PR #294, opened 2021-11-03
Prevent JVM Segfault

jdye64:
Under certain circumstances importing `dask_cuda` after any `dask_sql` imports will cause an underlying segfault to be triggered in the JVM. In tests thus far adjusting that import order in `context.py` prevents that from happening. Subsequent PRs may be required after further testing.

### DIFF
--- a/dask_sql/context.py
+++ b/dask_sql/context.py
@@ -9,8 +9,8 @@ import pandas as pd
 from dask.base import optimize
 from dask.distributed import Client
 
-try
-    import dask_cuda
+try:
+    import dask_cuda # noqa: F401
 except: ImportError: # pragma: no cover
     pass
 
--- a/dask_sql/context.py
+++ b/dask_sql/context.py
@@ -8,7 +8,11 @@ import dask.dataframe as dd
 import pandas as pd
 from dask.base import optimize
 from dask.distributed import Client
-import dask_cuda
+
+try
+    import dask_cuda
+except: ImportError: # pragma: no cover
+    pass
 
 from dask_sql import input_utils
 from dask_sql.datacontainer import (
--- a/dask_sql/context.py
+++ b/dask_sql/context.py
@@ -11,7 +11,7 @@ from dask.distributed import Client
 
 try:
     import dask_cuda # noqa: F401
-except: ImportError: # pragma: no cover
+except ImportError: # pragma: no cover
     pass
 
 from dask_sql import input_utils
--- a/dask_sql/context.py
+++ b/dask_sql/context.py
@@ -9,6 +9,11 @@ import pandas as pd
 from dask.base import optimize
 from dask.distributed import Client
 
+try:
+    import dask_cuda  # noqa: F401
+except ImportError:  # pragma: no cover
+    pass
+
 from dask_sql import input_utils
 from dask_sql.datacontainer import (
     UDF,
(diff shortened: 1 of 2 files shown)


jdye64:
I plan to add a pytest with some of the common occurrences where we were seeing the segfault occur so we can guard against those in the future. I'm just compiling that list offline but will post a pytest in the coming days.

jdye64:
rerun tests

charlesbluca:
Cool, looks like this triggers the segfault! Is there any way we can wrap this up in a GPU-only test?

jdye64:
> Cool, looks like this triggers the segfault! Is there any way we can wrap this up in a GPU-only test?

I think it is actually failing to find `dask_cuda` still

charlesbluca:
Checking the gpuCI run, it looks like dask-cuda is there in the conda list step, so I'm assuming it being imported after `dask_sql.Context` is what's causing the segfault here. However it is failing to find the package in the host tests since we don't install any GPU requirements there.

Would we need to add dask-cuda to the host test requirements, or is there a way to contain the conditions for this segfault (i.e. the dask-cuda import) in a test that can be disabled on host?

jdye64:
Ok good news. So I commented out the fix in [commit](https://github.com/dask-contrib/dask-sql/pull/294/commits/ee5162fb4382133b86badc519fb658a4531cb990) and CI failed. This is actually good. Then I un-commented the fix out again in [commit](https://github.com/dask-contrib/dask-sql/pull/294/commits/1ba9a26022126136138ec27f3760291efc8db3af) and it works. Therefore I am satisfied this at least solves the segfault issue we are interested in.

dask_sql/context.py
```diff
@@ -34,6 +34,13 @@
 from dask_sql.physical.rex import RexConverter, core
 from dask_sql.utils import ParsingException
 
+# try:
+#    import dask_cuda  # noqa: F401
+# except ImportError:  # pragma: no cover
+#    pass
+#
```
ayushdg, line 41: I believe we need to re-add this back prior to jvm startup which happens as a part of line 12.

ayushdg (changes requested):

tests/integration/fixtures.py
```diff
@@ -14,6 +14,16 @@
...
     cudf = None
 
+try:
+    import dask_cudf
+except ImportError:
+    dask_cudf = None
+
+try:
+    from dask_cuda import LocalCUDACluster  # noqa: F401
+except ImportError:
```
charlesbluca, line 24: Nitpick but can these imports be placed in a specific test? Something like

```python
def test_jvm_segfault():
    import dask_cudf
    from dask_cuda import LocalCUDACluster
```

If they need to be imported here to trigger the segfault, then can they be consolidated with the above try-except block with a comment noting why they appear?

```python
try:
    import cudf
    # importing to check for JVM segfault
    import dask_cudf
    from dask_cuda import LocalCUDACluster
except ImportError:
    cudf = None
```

Work instructions » The expected answer is each line of the records above that includes the string "only".

Final answer »
Cool, looks like this triggers the segfault! Is there any way we can wrap this up in a GPU-only test?
> Cool, looks like this triggers the segfault! Is there any way we can wrap this up in a GPU-only test?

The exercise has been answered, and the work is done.